Date: Sat, 23 Sep 1995 16:01:35 Re: 6.1295, Disc: Dialect
From: Hartmut Haberland <hartmutruc.dk>
Subject: Re: 6.1295, Disc: Dialect

Ole Ravnholt makes an interesting point in his posting, viz.

| I suspect that while the northern German dialect and the Swiss one may be
| mutually unintelligible, Standard High German is intelligible to speakers
| of both. Danish and German are not mutually intelligible, even though some
| of us have learnt German in school, and on both sides of the border many
| people understand and even speak the other language.

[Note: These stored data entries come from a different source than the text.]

PR #233, opened 2022-02-17
Remove `.gitattributes`; normalize symengine conanfile line endings on Windows

cqc-alec:


.github/workflows/build_symengine.yml
```diff
@@ -146,6 +146,11 @@ jobs:
       run: pip install conan
     - name: create profile
       run: conan profile new tket --detect
+    - name: normalize line endings in conanfile
```
cqc-melf, line 149: Why are you doing this only for this one file?
The `.gitattributes` should have done that for the hole repo?

cqc-alec: Yes, but this is the only file it is necessary for. This file gets hashed by conan to determine the revision number.

cqc-melf (approved):

PR #242, opened 2022-02-19
Fix issues revealed by valgrind; add valgrind check on CI.

cqc-alec:


tket/src/Transformations/ControlledGates.cpp
```diff
@@ -432,22 +432,27 @@ static Circuit lemma71(
...
+    if (!bin.contains(v) && rep.get_OpType_from_Vertex(v) == OpType::CRy) {
       Expr v_angle = rep.get_Op_ptr_from_Vertex(v)->get_params()[0];
       Circuit cry_replacement = CircPool::CRy_using_CX(v_angle);
       Subcircuit sub{rep.get_in_edges(v), rep.get_all_out_edges(v), {v}};
-      rep.substitute(cry_replacement, sub, Circuit::VertexDeletion::Yes);
+      rep.substitute(cry_replacement, sub, Circuit::VertexDeletion::No);
+      bin.insert(v);
     }
-    if (rep.get_OpType_from_Vertex(v) == OpType::CU1) {
+    if (!bin.contains(v) && rep.get_OpType_from_Vertex(v) == OpType::CU1) {
```
yao-cqc, line 446: Would changing this to `else if` solve the pointer referencing problem?

cqc-alec: Yes the code could definitely be better structured...

cqc-alec: Done.

yao-cqc (approved):
Nice, thanks!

But why? I'd say that the reason why Northern German dialect speakers as
well as Swiss German speakers understand Standard German is exactly the same
as the reason why quite a lot of Danes understand Standard High German: they
have been exposed to it in school. (After all, most Standard German speakers
do neither understand Low German nor Swiss German.) So there is no real
difference in these terms anyway. And Ole should not underestimate the
difference between Swiss and Standard German: it is greater than the
difference between Danish a, say, _any_ kind of Norwegian. (I'm speaking
from experience here.)

And (:-)), why should it be disturbing for a Dane that Danish is claimed to
be equidistant from German compared to another language (Swiss German) which
is spoken in a sovereign state as well? Would be be disturbing to a Faroese
if somebody said that Faroese and Icelandic (very roughly mutually
intelligible, at least among consenting adults) are closer than Faroese and
Danish?

Hartmut Haberland
(native speaker of (Northern) Standard German and somewhat fluent in Danish
after 21 years of residence)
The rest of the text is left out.